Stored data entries
PR #390, opened 2023-07-07
Use location picker for openAI

pamelafox:
## Purpose

This PR uses the location picker functionality for *just* the Open AI resource group location.
That allows us to constrain the locations to just the supported ones, so that folks dont find out after a long deploy about a bad location selection.
This also makes it easy for folks to pick a different location for OpenAI than their main location, which came up in a recent issue.

Here's what the picker looks like - it comes up after packaging but before provision:

Screenshot 2023-07-06 at 4 56 00 PM

```
[ ] Yes
[X] No
```

## Pull Request Type

```
[ ] Bugfix
[X] Feature
[ ] Other... Please describe:
```

## How to Test

* Run azd up

### DIFF
--- a/infra/main.bicep
+++ b/infra/main.bicep
@@ -27,7 +27,14 @@ param storageContainerName string = 'content'
 
 param openAiServiceName string = ''
 param openAiResourceGroupName string = ''
-param openAiResourceGroupLocation string = location
+@description('Location for the OpenAI resource group')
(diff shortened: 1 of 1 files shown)


tonybaloney (approved):
This worked for me in a fresh deployment picking the main region as one that doesn't support Azure Open AI (Australia East) and the OAI model in US East which does. Tested the file uploads and the chat interface

screenshot 2023-07-07 at 15 43 58

PR #970, opened 2023-11-18
Fix ignored capacity field for openAI deployment

vhvb1989:
The field `capacity` can't be directly used at the root level of a deployment object for the cognitive services module.

The module expects either the node `sku` or nothing:

```
sku: contains(deployment, 'sku') ? deployment.sku : {
    name: 'Standard'
    capacity: 20
  }
```

This PR won't change any functionality, as the default value for sku provided by the module is currently equal to the value set in main.bicep.  But fixes the bug for any user trying to use the capacity field with other value, as it is ignored


pamelafox (approved):
thanks!

pamelafox (approved):

PR #986, opened 2023-11-22
Fixing app service settings

pamelafox:
## Purpose

I've helped multiple developers debug an issue where their App Service was lacking environment variables, and I've seen it mostly the last few weeks. I'm thinking it's due to the change in https://github.com/Azure-Samples/azure-search-openai-demo/pull/918 that brought in the latest core templates, where appservice.bicep moved app settings into its own module. I'm not sure why exactly that'd break app service, but based on the timing and the issue, it seems likely.
Also, I just helped a developer fix their bug by re-provisioning with the old appservice.bicep.

Thus, I propose going back to the old approach of not putting the settings in a module.

FYI @jongio @wbreza 

```
[ ] Yes
[X] No
```

## Pull Request Type

```
[X] Bugfix
[ ] Feature
[ ] Other... Please describe:
```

WORK REQUEST
Find each line above with the string "main", then report how many there are. Write only the number.

WRITTEN RESPONSE
5